* _Material supplied_:
PR #342, opened 2023-02-22
add neon copy and multiply instructions

Hooninator:
Add copy instruction and alias hack multiply instruction for neon. Both instructions are used in BLAS 3 to scale matrices by alpha and beta.

### DIFF
--- a/src/exo/platforms/neon.py
+++ b/src/exo/platforms/neon.py
@@ -125,9 +125,7 @@ def neon_vmul_4xf32(
 
 
 @instr("{dst_data} = {src_data};")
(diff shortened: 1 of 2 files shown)


yamaguchi1024:
I wonder why CI is not triggered, @Hooninator can you make an empty commit to trigger the CI?

yamaguchi1024 (changes requested):
This looks like a workaround for the aliasing issue? I think this code should stay in the BLAS repo, until the issue is fixed

yamaguchi1024:
Closing as addressed in #396

PR #344, opened 2023-02-26
implemented scheduling operation for distributive property

skeqiqevian:
Needs a better name, but for now I called the operation `lift_reduce_constant`.  Implements the following rewrite pattern:
```
x = 0.0
for i in _:
    x += c * y[i]
----->
x = 0.0
for i in _:
    x += y[i]
x = c * x
```
where `c` can either be a literal constant (`LoopIR.Const`) or a buffer which is read-only within the loop (`LoopIR.Read`).


skeqiqevian:
Updated to support lifting loop constants that read read-only buffer accesses (e.g. `y[i]`)

yamaguchi1024 (changes requested):
Can you use internal_cursor's replace and insert for AST rewriting?

skeqiqevian:
> Can you use internal_cursor's replace and insert for AST rewriting?

Done!

src/exo/LoopIR_scheduling.py
```diff
@@ -1493,6 +1504,194 @@ def map_e(self, e):
...
+                                ):
+                                    return False
+                            else:
+                                raise TypeError("unknown type for self.constant")
+                        else:
+                            if isinstance(s.rhs.lhs, (LoopIR.Const, LoopIR.Read)):
+                                constant = s.rhs.lhs
+                                constant_src_stmt = s
+                            else:
+                                return False
```
alexreinking, line 1610: Reduce nesting by writing:

```
if not isinstance(s.rhs.lhs, (LoopIR.Const, LoopIR.Read)):
    return False

constant = s.rhs.lhs
constant_src_stmt = s
```

Continue to apply this strategy ("return asap upon failure") to make this code more straight-line.

src/exo/LoopIR_scheduling.py
```diff
@@ -1493,6 +1504,194 @@ def map_e(self, e):
...
+    constant = None
+    constant_src_stmt = None
+
+    for (name, typ) in get_reads_of_stmts(loop.body):
+        if assign_s.name == name and assign_s.type == typ:
+            raise SchedulingError(
+                "cannot lift constant because the buffer is read in the loop body"
+            )
+
+    def check_only_scaled_reduces(stmts):
```
alexreinking, line 1568: This is way too deeply nested for a local function. It should be rewritten to either return:

1. `None` upon failure, or
2. `constant` upon success

The `constant_src_stmt` variable is only used inside this function and doesn't need to be `nonlocal`.

It's also quite complex with nested ifs that drop-off in an effort to do nothing. This sort of thing needs comments or to be restructured.

src/exo/LoopIR_scheduling.py
```diff
@@ -1493,6 +1504,194 @@ def map_e(self, e):
...
+            if constant.name == name and constant.type == typ:
+                raise SchedulingError(
+                    "cannot lift constant because it is a buffer that is written in the loop body"
+                )
+
+    ir, fwd = assign_cursor.get_root(), lambda x: x
+
+    def lift_constant(stmts):
+        nonlocal ir
+        nonlocal fwd
```
alexreinking, line 1648: This is a good use of `nonlocal` :+1:

src/exo/LoopIR_scheduling.py
```diff
@@ -1493,6 +1504,194 @@ def map_e(self, e):
...
+                            assign_s.type,
+                            assign_s.srcinfo,
+                        ),
+                        assign_s.type,
+                        assign_s.srcinfo,
+                    )
+                )
+            ]
+        )
+    )
```
alexreinking, line 1689: Use local variables with descriptive names to avoid this sort of thing The code above is awkward to read.

src/exo/LoopIR_scheduling.py
```diff
@@ -1493,6 +1504,194 @@ def map_e(self, e):
...
+        for sc in stmts:
+            s = sc._node
+            if isinstance(s, LoopIR.Reduce):
+                if s.name == assign_s.name and same_write_dest(orig_proc, assign_s, s):
+                    assert (
+                        isinstance(s.rhs, LoopIR.BinOp)
+                        and s.rhs.op == "*"
+                        and isinstance(s.rhs.lhs, (LoopIR.Const, LoopIR.Read))
+                    )
+                    ir, fwd_repl = fwd(sc)._replace([s.update(rhs=s.rhs.rhs)])
```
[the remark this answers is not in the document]
skeqiqevian: @alexreinking I don't see a good way to get the cursor to the RHS using the current internal cursor functions. `children()` seems the most promising. If I have a statement `x += 1.0 * blah`, I could use `next(sc.children())` to get a cursor to the RHS. However, this wouldn't work if the reduce statement also had an index, e.g. `x[0] += 1.0 * blah`. I feel like I would need to use the `_children_from_attrs` function directly.

src/exo/LoopIR_scheduling.py
skeqiqevian: I restructured the code significantly, hopefully its cleaner now.

yamaguchi1024 (approved):

alexreinking (approved):

PR #354, opened 2023-03-08
rewrote fuse_if with internal cursors

skeqiqevian:


src/exo/LoopIR_scheduling.py
```diff
@@ -2625,45 +2625,26 @@ def DoFuseLoop(proc_cursor, f_cursor, s_cursor):
...
-                body1 = if1.body
-                body2 = if2.body
-                orelse1 = if1.orelse
-                orelse2 = if2.orelse
-                ifstmt = LoopIR.If(
-                    cond, body1 + body2, orelse1 + orelse2, None, if1.srcinfo
-                )
+    if1 = f_cursor._node
+    if2 = s_cursor._node
+    Check_ExprEqvInContext(proc_cursor._node, if1.cond, [if1], if2.cond, [if2])
```
alexreinking, line 2636: You can use `f_cursor._root` to get the LoopIR.proc corresponding to the root of the tree.

Then you can drop the proc_cursor argument.

alexreinking (changes requested):
Nice! Just one improvement

alexreinking:
> +20 -39

Negative PRs are the best PRs 😀

src/exo/LoopIR_scheduling.py
```diff
@@ -2596,8 +2596,8 @@ def map_s(self, sc):
         return super().map_s(sc)
 
 
-def DoFuseLoop(proc_cursor, f_cursor, s_cursor):
-    proc = proc_cursor._node
+def DoFuseLoop(f_cursor, s_cursor):
+    proc = f_cursor.get_root()
```
alexreinking, line 2600: Thanks

src/exo/LoopIR_scheduling.py
```diff
@@ -2625,45 +2625,27 @@ def DoFuseLoop(proc_cursor, f_cursor, s_cursor):
...
+    cond = if1.cond
+    body1 = if1.body
+    body2 = if2.body
+    orelse1 = if1.orelse
+    orelse2 = if2.orelse
+    ifstmt = LoopIR.If(cond, body1 + body2, orelse1 + orelse2, None, if1.srcinfo)
 
-        # if we reached this point, we didn't find the if statement
-        return super().map_stmts(stmts)
+    ir, fwd = f_cursor._delete()
```
alexreinking, line 2646: There's definitely a missing compose here.

Find a test case that breaks it and update the code here.

alexreinking (changes requested):

alexreinking (approved):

* _Instructions for the task_: How many lines of the records contain the string "should"? Respond with the number alone.

* _Reply_: 2